# 8-week-old angora on Craigslist



## BunnyBlessings (Oct 31, 2013)

http://jacksonville.craigslist.org/pet/4157436517.html

Hi all. I saw this ad posted on CL in the last few days and I want to get this little one so bad!! But please bring me into reality.. Angoras are already a lot of work, but what should I expect with a baby?? 

My current bunny Grace is 2.5 years old, so she eats timothy hay. Aren't babies required to have alfalfa hay until they are at least 6 months? So I'd need to keep them separated until then.. Grace is already fixed, so I could probably afford to wait on that a bit. I'd have to eventually get this one fixed to deal with territorial issues and behavior. What else, in addition to the grooming?? My husband is still not on board with getting another bunny yet, especially an angora, but I'm really trying to convince him! I want this bunny so bad now, but I'm also preparing myself first..

Someone had posted on an angora page on FB about how on CL bunnies are often bought for cheap prices by "trustworthy" people who actually use them as bait for dog fighting!! She was trying to discourage breeders from selling on CL because of this. The practice of dog fighting is horrible to me! I can't imagine anyone wanting to take something so precious as this and destroy it in this way! 

So please, what are your thoughts?? I did watch that video that was posted in another thread about grooming and everything that is involved with that. But I need to know what would be involved with caring for a baby bunny. Aren't they supposed to be at least 12 weeks before they are "rehomed?"


----------



## Nancy McClelland (Oct 31, 2013)

Grooming all the time, alfalfa til 6 months then onto hay, and the cost of neutering--there is also not going behind your spouse's back or nagging til you get the bunny.


----------



## BunnyBlessings (Oct 31, 2013)

Oh, of course! I already promised him that I won't get this bunny unless he's on board with it.


----------



## whiskylollipop (Oct 31, 2013)

8 weeks is fine to be rehomed, although those pictures seem to show a pretty young bunny, maybe 6 weeks. Could've been taken earlier in the bun's life, I dunno. You will have to keep the two buns separated until the new one is neutered/spayed. You might still risk your older bun getting territorial and throwing off her litter habits. When I kept a friend's bunny for two weeks, they were in different rooms but my two boys could still smell the newcomer and started pee-marking everywhere on my carpet. 
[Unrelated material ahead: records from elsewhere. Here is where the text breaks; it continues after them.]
PR #8122, opened 2020-08-14
Glob names for output assets directories

yves-chevallier:
Currently in the builders, the values of `_images` and `_sources` hard kind of hard-coded. Only the `_images` is initialized on the `__init__` which makes it cumbersome to modify this value in a new builder: 

```python
class MyNewBuilder(StandaloneHTMLBuilder):
    name = 'mybuilder'
    def __init__(*args, **kwargs):
        self.imagedir = 'assets/images' # override
```

With the change made, it is easier:

```python
class MyNewBuilder(StandaloneHTMLBuilder):
    name = 'mybuilder'
    imagedir = 'assets/images'
```

### DIFF
--- a/sphinx/builders/__init__.py
+++ b/sphinx/builders/__init__.py
@@ -84,6 +84,10 @@ class Builder:
     #: The builder supports data URIs or not.
     supported_data_uri_images = False
 
+    # basename of output assets directories
+    imagedir = ""
+    sourcesdir = ""
+
     def __init__(self, app: "Sphinx") -> None:
         self.srcdir = app.srcdir
         self.confdir = app.confdir
@@ -103,8 +107,7 @@ class Builder:
 
         # images that need to be copied over (source -> dest)
         self.images = {}  # type: Dict[str, str]
-        # basename of images directory
-        self.imagedir = ""
+
         # relative path to image directory from current docname (used at writing docs)
         self.imgpath = ""
 
--- a/sphinx/builders/__init__.py
+++ b/sphinx/builders/__init__.py
@@ -85,7 +85,7 @@ class Builder:
     supported_data_uri_images = False
 
     # basename of output assets directories
-    imagedir = ""
+    assets_images_directory = ""
     sourcesdir = ""
 
     def __init__(self, app: "Sphinx") -> None:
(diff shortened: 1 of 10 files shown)


sphinx/builders/__init__.py
```diff
@@ -84,6 +84,10 @@ class Builder:
     #: The builder supports data URIs or not.
     supported_data_uri_images = False
 
+    # basename of output assets directories
+    imagedir = ""
+    sourcesdir = ""
```
tk0miya, line 89: Is `sourcedir` a common attribute of builders? I don't think so.

sphinx/builders/html/__init__.py
```diff
@@ -1032,7 +1036,7 @@ def hasdoc(name: str) -> bool:
             logger.warning(__("error writing file %s: %s"), outfilename, err)
         if self.copysource and ctx.get('sourcename'):
             # copy the source file for the "show source" link
-            source_name = path.join(self.outdir, '_sources',
+            source_name = path.join(self.outdir, self.sourcedir,
```
tk0miya: Please give a more descriptive name to this. I suppose this name will confuse developers (including me!). This name is very similar to `self.srcdir`. It would be better not to make a variable if you can't give a better name.

tk0miya (changes requested):

sphinx/builders/__init__.py
yves-chevallier: Only used in html though...

sphinx/builders/html/__init__.py
yves-chevallier: I agree the name is confusing. I'll try to find another one. 

About having or not a variable for a single use, if you wanna be SOLID, yes you definitely need to be *open for extension and closed for modification*.

tk0miya: I found some usage of `_sources` string in `themes/agogo/layout.html` and `themes/basic/sourcelink.html`. Please consider them also.

tk0miya: I don't object to change it to a variable only if we can give a good name for it. I think extendability is based on good names. So we have to consider the better name to make it extendable.

sphinx/builders/__init__.py
tk0miya: If so, no reason to add it to the common Builder class.

yves-chevallier:
@tk0miya Not really proud of myself. This is a lot of changes for something quite small. I still think users can choose their folder structure, and at least the name for the `_sources` directory. Ultimately I would like to regroup every folders in a `assets` section: 

- templates
- static directory
- css
- extensions (we can have a default folder for the extensions with no need to add the extension folder to the path)
- output/images
- output/sources
- ...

If you can get alfalfa pellets for growing rabbits, timothy hay should be fine for the baby. Set aside 20 minutes a day for grooming, and have a nice cool area to keep him/her in (I see you live in Florida, so beware of bunny heatstroke), and you should be all set.


----------



## Korr_and_Sophie (Oct 31, 2013)

The photos don't really look like an angora to me. Even as young babies, they can still be quite fluffly. The one in the ad looks more like a lionhead. The pictures aren't really good (no body shots), so can't really tell all that well. If you did want to get this one and really want an angora, I would get more photos before you commit to anything. 

Babies don't seem to need much grooming. You do want to start getting them used to being brushed and even a blower. They should be sheered around 6-8 months, but it can depend on the coat and how long you are wanting to keep it. 

8 weeks is a suitable age to sell a rabbit. Some states to require them to be at least 8 weeks. Some breeders like to wait a bit longer to see how they develop.


----------



## BunnyBlessings (Oct 31, 2013)

A lionhead? Really? Hmm...now I'm confused. But I might ask for more pictures so I can get a better idea of what this is. However, my husband still isn't completely on board with this, so I'll probably have to wait and get one later. Maybe one day..


----------



## Korr_and_Sophie (Oct 31, 2013)

I have seen countless lionheads identified as angoras. There are a few cases where I can understand, but most of the time it is very easy to see the difference. 

Is there anyone near you with an angora that you can meet? Hopefully the person knows a bit about the breed and grooming, so you can see what it is like in person. If you can take your husband, he can see them in person as well. I do find that it helps to see a breed in person, pictures can be misleading and don't show everything. Even seeing that a breed is like can help a lot. It does not have to be a rabbit that is for sale or needing a home, just one that is a good representation of the breed that you can see.


----------



## BunnyBlessings (Nov 1, 2013)

Yes, there is an angora breeder within two hours of where I live. I've contacted her a couple of times and told her that eventually I'm hoping to invest in one. She told me she knows some people that might live a little closer, but I haven't heard anything yet. I'm not rushing into things though.


----------



## BunnyBlessings (Nov 2, 2013)

I called the lady who had the rabbit, but she said someone else already got it. Oh well, maybe later on. :dunno:


----------